The SAP-Sybase partnership creates a bridge between SAP's Netweaver Mobile Gatweway, which is the mobile framework for the SAP Business Suite, and the Sybase Unwired Platform. Sybase's software then delivers business processes from the application suite to devices. This allows for "easy dissemination [of processes and data] and management of the devices in the ecosystem," Iyer said.
Going with a partner to provide the mobile capability was a good idea for SAP, which traditionally "has not been very successful in providing a credible smart-phone based solution for its many back-office suite customers," said Jack Gold, founder and principal analyst at J.Gold Associates, in a research note.

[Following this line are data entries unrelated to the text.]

PR #1379, opened 2025-02-03
Integrate with ouroboros-network-0.19.0.2

coot:
# Description

Integration with `ouroboros-diffusion-0.19.0.2`.


jasagredo (approved):
@coot You need to do `nix flake update CHaP`. I already approve the PR so that it merges when you do so.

Gold said SAP was finally abandoning its "not invented here" mentality, which is a "critical step" to maintain its market share with enterprise customers that increasingly are looking for access to corporate applications on mobile devices.

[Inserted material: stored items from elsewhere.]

PR #1382, opened 2025-02-06
Improvements to UTxO-HD: mempool snapshotting

jasagredo:
This PR accumulates some improvements for UTxO-HD that result in benefits for mempool snapshotting, which is part of the critical path for block minting (and therefore block diffusion). Running in a full-block synthetic chain shows these times for 50 consecutive mempool snapshots:

- pre: at utxo-hd-main before this PR
- caf: pre + moving the Cardano tx out translations to a CAF
- no-diffs: caf + do not compute diffs when snapshotting the mempool
- no-shtxin: no-diffs + remove the `ShelleyTxIn` newtype

plot

### DIFF
--- a/ouroboros-consensus/src/ouroboros-consensus/Ouroboros/Consensus/HardFork/Combinator/Ledger.hs
+++ b/ouroboros-consensus/src/ouroboros-consensus/Ouroboros/Consensus/HardFork/Combinator/Ledger.hs
@@ -62,6 +62,8 @@ import           Data.SOP.InPairs (InPairs (..))
 import qualified Data.SOP.InPairs as InPairs
 import qualified Data.SOP.Match as Match
 import           Data.SOP.Strict
+import           Data.SOP.Tails (Tails)
+import qualified Data.SOP.Tails as Tails
 import           Data.SOP.Telescope (Telescope (..))
 import qualified Data.SOP.Telescope as Telescope
 import           Data.Typeable
@@ -1113,6 +1115,14 @@ class ( Show (HardForkTxOut xs)
   txOutEjections      :: NP (K (NS WrapTxOut xs) -.-> WrapTxOut) xs
   default txOutEjections :: CanHardFork xs => NP (K (NS WrapTxOut xs) -.-> WrapTxOut) xs
   txOutEjections = composeTxOutTranslations $ ipTranslateTxOut hardForkEraTranslation
+
+  txOutTails :: Tails (InPairs.Fn2 WrapTxOut) xs
+  default txOutTails :: CanHardFork xs => Tails (InPairs.Fn2 WrapTxOut) xs
+  txOutTails =
+    Tails.inPairsToTails
+     $ InPairs.hmap
+      (\translator -> InPairs.Fn2 $ WrapTxOut . translateTxOutWith translator . unwrapTxOut)
+      (translateLedgerTables (hardForkEraTranslation @xs))
 
 instance (CanHardFork xs, HasHardForkTxOut xs)
       => CanUpgradeLedgerTables (LedgerState (HardForkBlock xs)) where
--- a/ouroboros-consensus/src/ouroboros-consensus/Ouroboros/Consensus/HardFork/Combinator/Ledger.hs
+++ b/ouroboros-consensus/src/ouroboros-consensus/Ouroboros/Consensus/HardFork/Combinator/Ledger.hs
@@ -1112,13 +1112,20 @@ class ( Show (HardForkTxOut xs)
   -- that we only compute it once, then it is cached for the duration of the
   -- program, as we will use it very often when converting from the
   -- HardForkBlock to the particular @blk@.
+  --
+  -- This particular method is useful when our HardForkBlock uses
+  -- DefaultHardForkTxOut, so that we can implement inject and project.
   txOutEjections      :: NP (K (NS WrapTxOut xs) -.-> WrapTxOut) xs
   default txOutEjections :: CanHardFork xs => NP (K (NS WrapTxOut xs) -.-> WrapTxOut) xs
   txOutEjections = composeTxOutTranslations $ ipTranslateTxOut hardForkEraTranslation
 
-  txOutTails :: Tails (InPairs.Fn2 WrapTxOut) xs
-  default txOutTails :: CanHardFork xs => Tails (InPairs.Fn2 WrapTxOut) xs
-  txOutTails =
+  -- | This method is a null-arity method in a typeclass to make it a CAF, such
+  -- that we only compute it once, then it is cached for the duration of the
+  -- program, as we will use it very often when converting from the
+  -- HardForkBlock to the particular @blk@.
+  txOutTranslations :: Tails (InPairs.Fn2 WrapTxOut) xs
+  default txOutTranslations :: CanHardFork xs => Tails (InPairs.Fn2 WrapTxOut) xs
+  txOutTranslations =
     Tails.inPairsToTails
      $ InPairs.hmap
       (\translator -> InPairs.Fn2 $ WrapTxOut . translateTxOutWith translator . unwrapTxOut)
--- a/ouroboros-consensus/src/ouroboros-consensus/Ouroboros/Consensus/Ledger/SupportsMempool.hs
+++ b/ouroboros-consensus/src/ouroboros-consensus/Ouroboros/Consensus/Ledger/SupportsMempool.hs
@@ -12,6 +12,7 @@ module Ouroboros.Consensus.Ledger.SupportsMempool (
   , ByteSize32 (..)
   , ConvertRawTxId (..)
   , GenTx
+  , ComputeDiffs (..)
   , GenTxId
   , HasByteSize (..)
   , HasTxId (..)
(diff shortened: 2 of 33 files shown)


ouroboros-consensus/src/ouroboros-consensus/Ouroboros/Consensus/HardFork/Combinator/Ledger.hs
```diff
@@ -1114,6 +1116,14 @@ class ( Show (HardForkTxOut xs)
   default txOutEjections :: CanHardFork xs => NP (K (NS WrapTxOut xs) -.-> WrapTxOut) xs
   txOutEjections = composeTxOutTranslations $ ipTranslateTxOut hardForkEraTranslation
 
+  txOutTails :: Tails (InPairs.Fn2 WrapTxOut) xs
```
nfrisby, line 1119: Need a comment on this method, like for `txOutEjections` just above it.

nfrisby:
I edited the PR description a little.

ouroboros-consensus/src/ouroboros-consensus/Ouroboros/Consensus/HardFork/Combinator/Ledger.hs
nfrisby: It's a little awkward that we never intend for any `instance` to override this default 🤔.

I suppose the only alternative would be to define the polymorphic "CAF" and give it a SPECIALISE pragma. But... then we'd have to make sure there's a SPECIALISE chain that reaches from the Consensus entry point all the way to every use, which is a real headache. So, the awkwardness seems worthwhile 👍

With the current approach, the dictionary _apparently_ handles that specialization chain for us. But I'm not exactly sure why it's able to do so, which makes me a little nervous. We have `instance CardanoHardForkConstraints c => HasHardForkTxOut (CardanoEras c)`, which means that instance function (ie the thing that builds the `HasHardForkTxOut` dictionary from the other dictionaries) _might_ get used in some code location that needs `HasHardForkTxOut` and already has a `CardanoHardForkConstraints` context. Since the `txOutTails` default does depend on that instance context (since it has `CanHardFork` in its own context, and our Cardano instance of that also requires `CardanoHardForkConstraints`), it wouldn't be shared among different uses of this instance function.

But, your measurements show that it does help. I just worry that we might accidentally spoil that someday, since it's not entirely transparent to us why tucking this polymorphic "CAF" inside a type class does actually end up using a proper CAF.

(This same concern applies to `txOutEjections` --- I just hadn't thought through the details when originally suggesting it.)

Edit: I guess as of the Ledger Team's monomorphic crypto work, the explanation will become much simpler, since `CardanoHardForkConstraints` only has one index, `c`! At that point, it'll be obvious that a sufficient requirement is for `CanHardFork XS` to be in-scope for the `HasHardForkTxOut XS` instance.

ouroboros-consensus/src/ouroboros-consensus/Ouroboros/Consensus/Ledger/SupportsMempool.hs
```diff
@@ -79,6 +80,16 @@ data WhetherToIntervene
     -- them for it.
     deriving (Show)
 
+-- | Whether to keep track of the diffs produced by applying the transactions.
+--
+-- When getting a mempool snapshot, we will revalidate all the
+-- transactions but we won't do anything useful with the resulting
+-- state. We can safely omit computing the differences in this case.
```
nfrisby, line 87: Please amend this comment to also discuss:

- This is a worthwhile optimization (and has been measured as such), since snapshotting the mempool is on the critical path of block minting.
- Eventually, the UTxO HD plan has always been for the ledger rules to construct the differences, instead of the Consensus layer computing them retroactively via `calculateDifferences`. Once that's true, we hope this optimization will no longer be worthwhile. That's part of the reason that we're content to just use a boolean isomorph instead and and yield empty `Diff`s instead of making it a GADT that makes the precise codomain (or just having two different functions, one with `Diff`s in the codomain and one without).

ouroboros-consensus/src/ouroboros-consensus/Ouroboros/Consensus/Ledger/SupportsMempool.hs
```diff
@@ -79,6 +80,16 @@ data WhetherToIntervene
...
+data ComputeDiffs
+  = ComputeDiffs
```
nfrisby, line 89: Comment saying that this option should be used with resyncing the mempool with an updated selection.

ouroboros-consensus/src/ouroboros-consensus/Ouroboros/Consensus/Ledger/SupportsMempool.hs
```diff
@@ -79,6 +80,16 @@ data WhetherToIntervene
...
+  | IgnoreDiffs
```
nfrisby, line 90: Comment saying that this option should be used when snapshotting the mempool when minting a block.

ouroboros-consensus/src/ouroboros-consensus/Ouroboros/Consensus/Ledger/Tables/Utils.hs
```diff
@@ -306,3 +308,12 @@ restrictValues' ::
      (SameUtxoTypes l l'', SameUtxoTypes l' l'', HasLedgerTables l, HasLedgerTables l', HasLedgerTables l'')
   => l ValuesMK -> l' KeysMK -> LedgerTables l'' ValuesMK
 restrictValues' l1 l2 = ltliftA2 restrictValuesMK (ltprj l1) (ltprj l2)
+
+---
+
+unionValues ::
```
nfrisby, line 314: My intuition is that we should have a comment here explaining that collisions are impossible for this first phase of UTxO HD.

ouroboros-consensus/src/ouroboros-consensus/Ouroboros/Consensus/Mempool/Impl/Common.hs
```diff
@@ -82,6 +83,9 @@ data InternalState blk = IS {
       -- This should always be in-sync with the transactions in 'isTxs'.
     , isTxIds        :: !(Set (GenTxId blk))
 
+    , isTxKeys       :: !(LedgerTables (LedgerState blk) KeysMK)
```
nfrisby, line 86: These two fields definitely need comments, which can probably state a pretty simple INVARIANT with respect to `isTxs`. I'd imagine it can be exact for `isTxKeys` and just a little hand-wavy for `isTxValues`.

ouroboros-consensus/src/ouroboros-consensus/Ouroboros/Consensus/Mempool/Impl/Common.hs
```diff
@@ -350,6 +363,43 @@ data RevalidateTxsResult blk =
...
+        reapplyTxs IgnoreDiffs cfg slot theTxs
+        $ applyDiffForKeysOnTables
+              values
+              (Foldable.foldMap' (getTransactionKeySets . txForgetValidated . fst) theTxs)
+              st
+
+  in snapshotFromIS $ IS {
+         isTxs          = TxSeq.fromList $ map unwrap val
+       , isTxIds        = Set.fromList $ map (txId . txForgetValidated . fst) val
+       , isTxKeys       = emptyLedgerTables
```
nfrisby, line 394: I think a comment could help explain why `isTxKeys` and `isTxValues` can soundly be empty here.

ouroboros-consensus/src/ouroboros-consensus/Ouroboros/Consensus/Mempool/Query.hs
```diff
@@ -33,25 +32,32 @@ implGetSnapshotFor mpEnv slot ticked readUntickedTables = do
...
-         else newInternalState
-            $ revalidateTxsFor
-                capacityOverride
-                cfg
-                slot
-                ticked
-                values
-                (isLastTicketNo is)
-                (TxSeq.toList $ isTxs is)
+    else if pointHash (isTip is) == castHash (getTipHash ticked)
```
nfrisby, line 35: I think there should be one call to `computeSnapshot`, where the `values` has been conditionally recovered either from `isTxValues` or from `isTxKeys`.

ouroboros-consensus/src/ouroboros-consensus/Ouroboros/Consensus/Ledger/Tables.hs
```diff
@@ -295,13 +295,15 @@ valuesMKDecoder ::
...
  where
   go :: Int
-     -> CBOR.Decoder s (ValuesMK (TxIn l) (TxOut l))
-  go len =
-    ValuesMK . Map.fromList
-      <$> replicateM len (unpackError @(TxIn l, TxOut l) @ByteString <$> fromCBOR)
+     -> Map.Map (TxIn l) (TxOut l)
+     -> CBOR.Decoder s (Map.Map (TxIn l) (TxOut l))
+  go 0 m = pure m
+  go !len m = do
```
nfrisby, line 304: I think the only place you need bangs are `len` and `m`, yeah? Since you're using the `Data.Map.Strict` interface. (Which would plug the leak in `m` here, also.)

nfrisby (changes requested):
Mostly comments, fewer bangs, etc.

ouroboros-consensus/src/ouroboros-consensus/Ouroboros/Consensus/HardFork/Combinator/Ledger.hs
jasagredo: Yeah, I think `CardanoHardForkConstraints` will basically disappear with the Crypto work!

>We have instance CardanoHardForkConstraints c => HasHardForkTxOut (CardanoEras c), which means that instance function (ie the thing that builds the HasHardForkTxOut dictionary from the other dictionaries) might get used in some code location that needs HasHardForkTxOut and already has a CardanoHardForkConstraints context. Since the txOutTails default does depend on that instance context (since it has CanHardFork in its own context, and our Cardano instance of that also requires CardanoHardForkConstraints), it wouldn't be shared among different uses of this instance function.

That is also my understanding but it shows clear improvements, not sure why

jasagredo:
I dismissed the request for changes because the request was mostly about comments and I added those.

Sybase used to be known mainly for its database, but its mobile application middleware has increasingly become more popular than that product, which flagged in the face of competition from industry heavyhitters like Oracle, IBM and Microsoft.
Chen said the possibility for the collaboration between SAP and Sybase went beyond bringing SAP's applications to mobile devices.
"I look at this opportunity way beyond what we are about to deliver," he said, describing a scenario in which the two companies could provide a"corporate Facebook" on mobile devices where business users could access a range of applications they needed to do their jobs.
The two companies also are exploring the possibility of building new location-dependent and mobile-commerce applications, and SAP may even find itself eventually building new features discovered through its mobile partnership to its back-end applications, Chen said.